Knobs-into-holes amino acid changes

Knobs-into-holes amino acid (AA) changes is a rational design strategy in antibody engineering, used for heterodimerization of the heavy (H) chains, in the production of bispecific IgG antibodies [1].

H chains of human immunoglobulin IgG interact at the level of their CH3 domains directly, whereas, at the level of their CH2 domains, they interact via the carbohydrate attached to the asparagine (Asn) N84.4 in the DE turn.


CH2

Figure 1. IMGT Collier de Perles and 3D structure from CH2 domains of human IGHG1 (1hzh, IMGT/3Dstructure-DB).

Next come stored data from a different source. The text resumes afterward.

Issue #476, opened 2026-09-13
[Stage 6] quoin-measurement-graph projection: the FR-067 governed graph portfolio


kreneskyp:
Wave 9 of the Stage 6 measurement port, concurrent with W8. Ports `graph-portfolio.ts` (881) into `quoin-measurement-graph`.

Needs `quoin_measurement::portfolio` (W6) and `quoin_store::canonical_json`.

Gate: governed-graph portfolio output byte-identical on a golden corpus; `canonicalGraphPortfolioJson` (`graph-portfolio.ts:326-329`) delegates to `quoin_store::canonical_json` and a static check proves there is no second implementation.

Trace: FR-100-AC-4, FR-100-AC-8.

Parent: #373

kreneskyp:
Two corrections from #475, which landed the shared crate (PR #491, merged `73f11a8`):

Therefore, the interface between CH3 domains can play a key role for the efficient formation of heterodimers.


Strategy

AA changes are engineered in order to create a knob on the CH3 of the H chains of mAb1 and a hole on the CH3 of the H chains of mAb2.
The knob is represented by a tyrosine (Y) that belongs to the 'very large' IMGT volume class of AA, whereas the hole is represented by a threonine (T) that belongs to the 'small' IMGT volume class (IMGT classes of the 20 common amino acids)


strategy

Figure 2. Strategy for obtaining bispecific mAb using the Knobs-into-holes AA changes.

mAb1 and mAb2 represent two antibodies with different specificities.
'VH-1' represents the VH domain of mAb1, whereas 'VH-2' represents the VH domain of mAb2. In this example, the light chains (L) of the two antibodies had the same VL domain.
Coexpression of these engineered H chains in HEK-293S cells resulted in a mixture of products with the bispecific heterodimer representing the major fraction (92%) [2].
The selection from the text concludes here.